= WORK TASK =
Below are the records; pull every line that includes "michalchudziak".

= RECORDS FOR THE EXERCISE =
PR #1430, opened 2021-06-02
feat: Added custom scope method for android dependencies

TMaszko:
### Summary:
This PR continues idea from this previous [PR](https://github.com/react-native-community/cli/pull/1177)
It allows user to define `customDependencyConfiguration` per project(`project.android`) and also per module itself inside `dependencies[packageName].android` key
```js
module.exports = {
  project: {
    android: {
      customDependencyConfiguration:
        'embed project(path: ":$dependencyName", configuration: "default")',
    },
  },
  dependencies: {
    'react-native-brownfield': {
      platforms: {
        android: {
          customDependencyConfiguration:
            'embed project(path: ":react-native-brownfield-bridge", configuration: "default")',
        },
      },
    },
  },
};
```
Test Plan:
Init new project and checked whether applied config is correct.

### DIFF
--- a/docs/projects.md
+++ b/docs/projects.md
@@ -41,7 +41,7 @@ type ProjectConfigT = {
       root: string,
       platforms: {
         [key: string]: PlatformSettingsT
-      };
+      },
       assets: string[],
       hooks: {
         [key: string]: string
--- a/docs/projects.md
+++ b/docs/projects.md
@@ -77,7 +77,7 @@ type AndroidProjectParams = {
   assetsPath?: string;
   buildGradlePath?: string;
   appName?: string; // A name of the app in the Android `sourceDir`, equivalent to Gradle project name. By default it's `app`.
-  dependencyConfiguration?: string;
+  customDependencyConfiguration?: string;
 };
 
 type IOSProjectParams = {
@@ -130,7 +130,7 @@ module.exports = {
     'react-native-brownfield': {
       platforms: {
         android: {
-          dependencyConfiguration:
+          customDependencyConfiguration:
             'embed project(path: ":react-native-brownfield-bridge", configuration: "default")',
         },
       },
--- a/docs/projects.md
+++ b/docs/projects.md
@@ -27,28 +27,28 @@ You can check all available options below.
 
 ```ts
 type ProjectConfigT = {
-  reactNativePath: ?string;
+  reactNativePath: ?string,
   project: {
-    android?: ProjectParamsAndroidT;
-    ios?: IOSProjectParams;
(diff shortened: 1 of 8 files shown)


packages/platform-android/native_modules.gradle
```diff
@@ -265,6 +275,15 @@ class ReactNativeModules {
         if (!androidConfig["buildTypes"].isEmpty()) {
           reactNativeModulesBuildVariants.put(nameCleansed, androidConfig["buildTypes"])
         }
+        if(androidConfig.containsKey("customDependencyConfiguration")) {
+          reactNativeModuleConfig.put("customDependencyConfiguration", androidConfig["customDependencyConfiguration"])
+        } else if (project.containsKey("customDependencyConfiguration")) {
```
michalchudziak, line 280: Shouldn't it have priority over `androidConfig`?

TMaszko: We've agreed that config per module should have higher priority :)

michalchudziak: Yeah, I thought `project` relates to the module. LGTM

michalchudziak (approved):

docs/projects.md
```diff
@@ -27,28 +27,28 @@ You can check all available options below.
...
-        [key: string]: string
-      }
-    },
-  },
-  commands: CommandT[]
+        [key: string]: string;
+      };
+    };
+  };
+  commands: CommandT[];
```
grabbou, line 51: Why did this happen? Different ESLint / TS versions? Which one should be correct?

CC: @thymikee

docs/projects.md
```diff
@@ -121,6 +122,25 @@ module.exports = {
...
 
+or you could set:
+
+```js
+module.exports = {
+  dependencies: {
+    'react-native-brownfield': {
+      platforms: {
+        android: {
+          customDependencyConfiguration:
```
grabbou, line 133: I think we can drop `custom` in here, defining it makes it custom already.

grabbou (approved):
It looks good, thanks for the PR! I would recommend dropping `custom` from the name, rather than that, we're good.

Would you be able to tackle that @TMaszko?

docs/projects.md
thymikee: We don't actively run prettier on MD files, so this happens when editor is configured to do so. This change is correct

grabbou (approved):
LGTM. We will need some basic tests to check that it works, especially on the project/dependency level, but I guess we can handle that in a follow-up PR to not keep this one open for too long.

= ANSWER TO THE PROBLEM =
michalchudziak, line 280: Shouldn't it have priority over `androidConfig`?
michalchudziak: Yeah, I thought `project` relates to the module. LGTM
michalchudziak (approved):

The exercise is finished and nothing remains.